Activity> Every line below that contains "matrix" is to be copied.

Content starts

PR #620, opened 2020-06-23
fix(merge-on-green): condition for error message

sofisl:


packages/merge-on-green/src/merge-logic.ts
```diff
@@ -727,7 +727,7 @@ export async function mergeOnGreen(
       await mergeOnGreen.merge(owner, repo, pr, prInfo, github);
       merged = true;
     } catch (err) {
-      if (err.status === 405) {
+      if (err.message.includes('not authorized to push to this branch')) {
```
tbpg, line 730: Would you mind adding a comment explaining why we can't use `err.status === 405`?

PR #625, opened 2020-06-26
feat(merge-on-green): add a second label system that makes automerging more secure

### LINKED ISSUE #579: merge-on-green: change the default behavior to not merge if new changes are pushed
Currently MoG allows the author of the PR to make additional changes, including merge, rebase, or just add new commits. While this is desired for certain use cases, it's also a potential security flaw. An author without write access can push additional changes to a PR after already receiving a review, which may be non obvious to the reviewer applying the label. 

I suggest that we make the default automerge behavior safe by default and disallow changes, and add a different label (perhaps `merge-on-green: allow changes`) that instructs MoG to allow different changes such as rebase, merge, or new changes. 

It might also be nice to have specific labels that limit what the user can do (like "only-rebase" or "only-merge") to allow for those use cases, but I'm not sure how feasible those are.

sofisl:
Fixes #579 by creating a system which accepts a new label, 'automerge: secure'

@kurtisvg, FYI!


kurtisvg:
Hey - thanks for taking the time to work on this!

One thing I do want to flag - I think it's somewhat important that the "default" behavior should be secure. Users should have to make an intentional decision is it's potentially exposing a vulnerability. Is it possible to make "automerge" more secure and then use a different label for the original behavior?

sofisl:
Hi @kurtisvg, I understand where you're coming from, but I also want to hear from others to see if this makes sense. @JustinBeckwith, @bcoe, @chingor13, what do you think about making the 'secure' functionality the default functionality?

JustinBeckwith:
I am coming at this from an entirely different angle.  *I don't think we should have this feature at all*.  The purpose of MOG is to automate what would otherwise be a human process - clicking the "merge" button when all of the CI has passed.  The moment you approve a PR, you've sent a message to the PR author that they're ok to merge, and anyone with write access can merge that PR.  Merge on green isn't doing anything the human couldn't or wouldn't do.

If I understand what you're saying right - you want to remove approval from a PR if the contents changes.  There's a setting in GitHub for that!
image

I don't think we should hold MOG to a different standard than our normal procedures here.  If the argument is we should check that checkbox for all of our repositories, let's have that chat.  But I don't think we should be pushing it into the bot right now.

kurtisvg:
@JustinBeckwith I think that the problem with depending on that feature is that you are limited to always using it or never using it. (actually, there are other problems with that feature, but I'll get to that in a second).

I'm okay with "unapproved" changes is some scenarios. Similar to internal use, I'm okay with someone with write access addressing nits and merging after getting approval, or making changes for another persons feedback after I've given review.

I'm less okay with someone pushing new changes/commits (who may not have write access, and is PRing from a fork) being able to submit unreviewed changes, as long as the tests pass. Given that the configs for the CI are usually in the repo, a malicious actor could easily open a PR for an innocuous change, get approve + automerge from someone on the ball but in a hurry, and then quickly push a set of commits that could cause tests to (almost) instantly pass and be merged. 
(Additionally, (and maybe this is a separate issue) the "automerge" label could be applied by someone with "triage" permission, which doesn't give write but does allow for the editing of issues).

The reason I'm concerned about it because I don't think the "merge even if this changes" behavior is obvious for most folks - a lot of people are using it without realizing that the author of the PR can still make/push changes and expressed surprise in this behavior. This might be because the old automerge bot used the "secure" behavior, or maybe just a side effect that people don't think about enough.

Back to the "dismiss stale pull request approvals" - having using this feature in the past, here's why I don't find it helpful:
- A change dismisses approvals for everyone - even if I'm only addressing feedback for a single person, I have to get everyone to review again
- A change dismisses all "request changes" - even if I haven't address their feedback, the request is removed and no longer "blocks" submitting
- I can't any "nits" that are small or trivial enough they shouldn't block merging
- I can't opt into the "automerge: allow changes" behavior for the times I do want to allow changes

packages/merge-on-green/src/merge-logic.ts
```diff
@@ -470,6 +477,36 @@ mergeOnGreen.getReviewsCompleted = async function getReviewsCompleted(
...
+/**
+ * Function dismisses a review for the most secure version of this bot
+ * @param owner of pr (from Watch PR)
+ * @param repo of pr (from Watch PR)
+ * @param pull_number pr number
+ * @param review_id review id of the review to dismiss
+ * @param github unique installation id for each function
+ * @returns an array of Review types
+ */
+mergeOnGreen.dismissReview = async function dismissReview(
```
JustinBeckwith, line 489: It kinda looks like this is only called from one location.  Is it worth having it's own function?  Or could you just inline the logic?

kurtisvg:
@sofisl @JustinBeckwith Sorry to be a squeaky wheel here, but it doesn't really feel like this discussion concluded. Was there a decision made somewhere else to keep the default behavior insecure?

PR #626, opened 2020-06-26
build: experiment with optional CI jobs

JustinBeckwith:
I've been thinking a lot about mono-repos lately.  Maybe it's the 1,253 active open PRs we have now.  Maybe it's the start of summer.  Either way, I found myself wondering if it's possible to have my cake and eat it too:
- I want to only run jobs for a given package if it's files changed
- I want to have split CI jobs, so we don't bundle all the checks into a single lump
- I want to have required status checks

It's not elegant right now, but I think I've checked each box:
- The interrogator looks for changed file paths, and matches it to a job that's fed into a matrix
- GitHub actions support conditional execution, but we don't even need it because of the way matrix configs work
- Required status checks are a little weirder.  For that, there's a `finale` job, that scans all jobs for the current workflow, and makes sure the required jobs match up

This may not strictly be necessary for this repository, but in places where we have monorepos and want to stay in them, this _could_ be a useful strategy.  

In case @SurferJeffAtGoogle or @dazuma are interested, plussing them in :)


.github/workflows/finale.js
```diff
@@ -0,0 +1,61 @@
...
+
+const {request} = require('gaxios');
+const args = process.argv.slice(2);
+const requiredJobs = JSON.parse(args[0]);
+const runId = process.env.GITHUB_RUN_ID;
+const repo = process.env.GITHUB_REPOSITORY;
+const githubToken = args[1];
+
+async function main() {
+  for (;;) {
```
chingor13, line 23: Is it possible that a check fails to report? It looks like the finale script will continue execute until the max execution time (if there is one)?

.github/workflows/ci.yaml
```diff
@@ -5,28 +5,27 @@ on:
...
+      goPaths: ${{ steps.interrogate.outputs.goPaths }}
+      bashPaths: ${{ steps.interrogate.outputs.bashPaths }}
+      requiredJobs: ${{ steps.interrogate.outputs.requiredJobs }}
+    steps:
+      - uses: actions/checkout@v2
+      - uses: actions/setup-node@v1
+        with:
+          node-version: 12
+      - id: interrogate
+        run: node ./.github/workflows/interrogate.js
```
tbpg, line 21: Use the same name as `director`?

.github/workflows/interrogate.js
```diff
@@ -0,0 +1,50 @@
...
+//
+// Unless required by applicable law or agreed to in writing, software
+// distributed under the License is distributed on an "AS IS" BASIS,
+// WITHOUT WARRANTIES OR CONDITIONS OF ANY KIND, either express or implied.
+// See the License for the specific language governing permissions and
+// limitations under the License.
+
+const {execSync} = require('child_process');
+execSync('git fetch origin master');
+const status = execSync('git diff --name-only origin/master', { encoding: 'utf-8'});
```
bcoe, line 17: could we detect the branch being targeted with the PR, rather than assuming the default branch?

.github/workflows/finale.js
JustinBeckwith: Yeah, it would have been.  I set a (somewhat arbitrary) max execution time of 20 minutes. We can obviously play with it as we go.

.github/workflows/ci.yaml
```diff
@@ -5,28 +5,27 @@ on:
   pull_request:
 name: ci
 jobs:
+  director:
```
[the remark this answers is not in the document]
JustinBeckwith: I went with `changeFinder`

.github/workflows/ci.yaml
```diff
@@ -5,28 +5,27 @@ on:
...
+    runs-on: ubuntu-latest
+    outputs:
+      nodePaths: ${{ steps.interrogate.outputs.nodePaths }}
+      goPaths: ${{ steps.interrogate.outputs.goPaths }}
+      bashPaths: ${{ steps.interrogate.outputs.bashPaths }}
+      requiredJobs: ${{ steps.interrogate.outputs.requiredJobs }}
```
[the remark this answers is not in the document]
JustinBeckwith: Yeah, we can't.  The `changeFinder` is responsible for finding all jobs in a given category that need to be run to be considered tested.

.github/workflows/ci.yaml
```diff
@@ -70,16 +66,26 @@ jobs:
...
-        module: ["scripts"]
+        module: ${{fromJson(needs.director.outputs.bashPaths)}}
     steps:
       - name: Checkout code
         uses: actions/checkout@v2
       - name: bashtest
         run: |
           ./test.sh
         working-directory: ./${{ matrix.module }}
+  finale:
```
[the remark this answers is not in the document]
JustinBeckwith: Heh, it's job is to make sure all of the jobs the director found actually run, and end successfully.  This is the one required status check we'd configure on the repository, and make sure passes every time.

.github/workflows/interrogate.js
JustinBeckwith: Added this in!

stephaniewang526:
@salehsquared FYI

JustinBeckwith:
@bcoe @chingor13 this is updated, and ready for a look again.  I'm not entirely attached to the idea here, but I would like to make a call on if this is the direction we want to go or not :)

bcoe (approved):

Content ends

Finished exercise>
- The interrogator looks for changed file paths, and matches it to a job that's fed into a matrix
- GitHub actions support conditional execution, but we don't even need it because of the way matrix configs work
         working-directory: ./${{ matrix.module }}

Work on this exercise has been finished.